> Task to carry out: All lines below containing "things" are to be listed.

++++ Material supplied ++++

PR #201, opened 2016-09-12
MAINT: clean-up derived classes in API

jakevdp:
This simplifies the top-level classes (``Chart``, ``LayeredChart``, ``FacetedChart``) and makes sure their traits inherit documentation from base classes.


jakevdp:
I mainly did this because I noticed that the trait ``help`` strings weren't propagating through to the top-level object. After doing some changes by hand, I realized that inheritance should work just fine... the only change would be that ``class_own_traits()`` would no longer include these traits. I think that's OK.

PR #203, opened 2016-09-14
ENH: improve Chart.to_dict() to remove need for load_spec()

jakevdp:


jakevdp:
I believe this has mostly been used internally, so there shouldn't be any problem merging.

PR #214, opened 2016-09-26
MAINT: build docs on travis

jakevdp:
Attempt to build docs on Travis


jakevdp:
I rebased and squashed because there was a lot of trouble-shooting in there. I think having the doc build as part of the tests is a good idea (especially since it takes only ~a minute longer than the normal test suite). I'm going to merge

Issue #224, opened 2016-10-12
CalledProcessError usage is not python 2 compliant


gramhagen:
utils/node.py:83 is doing this:
`raise CalledProcessError(p.returncode, cmd, output=out, stderr=err)`
but the stderr input was not added until python 3.5

jakevdp:
CLosed by #225

PR #225, opened 2016-10-12
making calledprocesserror python2 compatible

gramhagen:
for #224 
combining output and error to pass into CalledProcessError output


jakevdp:
Thanks!

PR #237, opened 2016-10-18
DOC: correct case in GitHub

willingc:
@ellisonbg I noticed this when we looked at the docs earlier today. I've gone through all the files in the `docs` directory. These are the only files that needed edits.


jakevdp:
Thanks!

PR #239, opened 2016-10-20
MAINT: add-in missing examples

jakevdp:
Bug in the generation code was ignoring a number of examples. Also had to slightly tweak things to work correctly with explicitly specified data.


jakevdp:
Tests look good; merging

PR #242, opened 2016-10-21
Require traitlets 4.3.1

SylvainCorlay:
Traitlets 4.3 fixes the issues that you reported wrt Union trait types. Error messages should now make sense.

### DIFF
--- a/requirements.txt
+++ b/requirements.txt
@@ -1,4 +1,4 @@
-traitlets>=4.1
+traitlets>=4.3.1
 ipython
 pandas
 vega>=0.4.4
--- a/setup.py
+++ b/setup.py
@@ -55,7 +55,7 @@ AUTHOR_EMAIL        = "ellisonbg@gmail.com / jakevdp@cs.washington.edu"
 URL                 = 'http://altair-viz.github.io'
 DOWNLOAD_URL        = 'http://github.com/altair-viz/altair/'
 LICENSE             = 'BSD 3-clause'
-INSTALL_REQUIRES    = ['traitlets','ipython','pandas','vega>=0.4.4']
+INSTALL_REQUIRES    = ['traitlets>=4.3.1','ipython','pandas','vega>=0.4.4']
 
 
 import io


SylvainCorlay:
I don't think you need to pin the version with `==`. The 4.3 version fixed two issues with unions:

 - we have more meaningful error messages
 - we can set metadata for the union types (besides the metadata for the individual traits in the union). But you are not using metadata in altair.

jakevdp:
OK – so it sounds like the main impact on users is better error messages in some cases.

Regarding metadata: do you see any places we should be using it where we aren't?

SylvainCorlay:
> Regarding metadata: do you see any places we should be using it where we aren't?

In ipywidgets, we specify custom serializers and deserializers via metadata. (specified with the `tag` method). It seems that in altair, you are only using basic types that can be converted to json natively.

However, if you were to adopt custom trait types like [those](http://traittypes.readthedocs.io/en/latest/) you would need to specify the serialization.

I think that it would be interesting to converge in terms of how these things are serialized between the widgets and altair.

jakevdp:
Good thoughts. Our handling of dataframes at the moment bypasses traitlets, and it would be nice to implement a cleaner solution.

SylvainCorlay:
> Good thoughts. Our handling of dataframes at the moment bypasses traitlets, and it would be nice to implement a cleaner solution.

Then you can already use `traittypes.DataFrame` and specify a serializer that does the conversion you are doing manually, and a custom validation that only accepts the ones of the form that you accept (no hierarchical index).

```python
data = DataFrame().valid(no_hierachical)
```

where `no_hierarchical` is a callable that raises a trait error if the dataframe has a hierarchical index.

Example validating the shape of an array:

```python
from traitlets import HasTraits, TraitError
from traittypes import Array

def shape(*dimensions):
    def validator(trait, value):
        if value.shape != dimensions:
            raise TraitError('Expected an of shape %s and got and array with shape %s' % (dimensions, value.shape))
        else:
            return value
    return validator

class Foo(HasTraits):
    bar = Array(np.identity(2)).valid(shape(2, 2))
foo = Foo()

foo.bar = [1, 2]  # Should raise a TraitError
```

SylvainCorlay:
The test failure is a network issue.

jakevdp:
Could you make the same change in ``requirements.txt``?

SylvainCorlay:
Done. Sorry for the oversight.

jakevdp:
Will ``traittypes.DataFrame`` work within a union?

SylvainCorlay:
Sure. However, if you use serializers in a union, they must be specified for each member of the union (since they are only valid for one or the other).

```python
foo = DataFrame().tag(to_json=my_df_to_json) | Dict(trait=List())
```

jakevdp:
I actually didn't know you could use ``|`` to make a union :smile:

jakevdp:
Thanks!

jakevdp:
I'll chat with @ellisonbg at some point about moving to using traittypes.

Issue #238, opened 2016-10-18
Run CI tests with pip?


jakevdp:
We currently run CI tests with conda. Should we run with pip as well, to ensure our installation instructions work correctly?

jakevdp:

++++

> Completed exercise:
Bug in the generation code was ignoring a number of examples. Also had to slightly tweak things to work correctly with explicitly specified data.
I think that it would be interesting to converge in terms of how these things are serialized between the widgets and altair.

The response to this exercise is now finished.